Anyone old enough to remember “Ally McBeal”, anyone who’s gone through sufficient therapy to block that disturbing dancing baby, probably remembers her “pips”. On the advice of her own therapist, Ally envisions an entourage of soulful supporters, complete with Motown-smooth rhythm, and messages of comfort and support. As she makes her way through her oh-so-dramatic daily life, she is trailed by her very own built-in support posse, a crew of yeah-sayers ready with reassurance and some old-school soul. Her skirt may have been obscenely short, and her ribcage all-too-apparent, but Ally did know the value of the Greek chorus.
Well, things have changed since the age of the single, female lawyer, and I daresay, life in the big city has become even more trying. Pips, as fabulous as they are, don’t seem adequate back-up for these trying times. Multi-part harmony, powder blue tuxedos and synchronized side-stepping just don’t seem to cut it anymore. We need to call in the big guns, the heavy hitter, the imaginary sidekick who can alleviate the doldrums integrally linked to the twenty-first century.
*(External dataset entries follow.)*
PR #26855, opened 2026-08-13
perf(mitm-addon): bound path validation work

### LINKED ISSUE #26832: perf(python): bound nested percent-decoding path work
## Problem and evidence

`has_unsafe_path()` performs synchronous, request-controlled work in the compiled-firewall request path. A segment containing nested percent escapes can force all five policy decode passes plus the final fail-closed decode. Each pass repeats Python-level percent validation, unsafe-syntax checks, Unicode compatibility normalization, decoding, and allocation over most of the intermediate segment.

At audited commit `b036c02de532c72c678d636dfc47885bf025e0c1`:

- [`path_security.py:47-64`](https://github.com/vm0-ai/vm0/blob/b036c02de532c72c678d636dfc47885bf025e0c1/crates/runner/mitm-addon/src/path_security.py#L47-L64) performs five full syntax/decode passes, then a sixth decode to fail closed when the value is still changing.
- [`path_security.py:67-84`](https://github.com/vm0-ai/vm0/blob/b036c02de532c72c678d636dfc47885bf025e0c1/crates/runner/mitm-addon/src/path_security.py#L67-L84) scans and normalizes the full intermediate segment on each pass.
- [`path_security.py:91-103`](https://github.com/vm0-ai/vm0/blob/b036c02de532c72c678d636dfc47885bf025e0c1/crates/runner/mitm-addon/src/path_security.py#L91-L103) validates every escape in Python before `unquote_to_bytes(...).decode(...)` scans and allocates again.
- [`matching.py:1737-1750`](https://github.com/vm0-ai/vm0/blob/b036c02de532c72c678d636dfc47885bf025e0c1/crates/runner/mitm-addon/src/matching.py#L1737-L1750) calls the helper synchronously after a compiled base match.
- [`request_classification.py:446-456`](https://github.com/vm0-ai/vm0/blob/b036c02de532c72c678d636dfc47885bf025e0c1/crates/runner/mitm-addon/src/request_classification.py#L446-L456) reaches that matcher from request classification, which is invoked directly by the async request hook.

The decode-pass count is fixed, so the helper's work is linear rather than algorithmically unbounded. The security and availability problem is that request-target length is not generally bounded before this synchronous validation. The runtime locks mitmproxy 12.2.3, whose HTTP/1 reader buffers until the header terminator and explicitly leaves header-size denial-of-service protection as a FIXME. Existing 64 KiB request-target limits apply only after a request has matched selected authentication modes and therefore do not bound this earlier firewall scan.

I nominate Bootsy Collins. I vote for an invisible support system worthy of the likes of George Clinton. I opt for a Jiminy Cricket bold enough to sport giant glitter sunglasses and a sequin-spotted mad hatter top hat. My anxieties will be quelled only by phrases like “Shizle my izle, kazizle!” As I walk through this cruel world, I will hold my head high and avoid despair, just as long as I can hear the faint clunk of obscene platform shoes and the funky wa-wa of a star-shaped guitar. Long live the funk!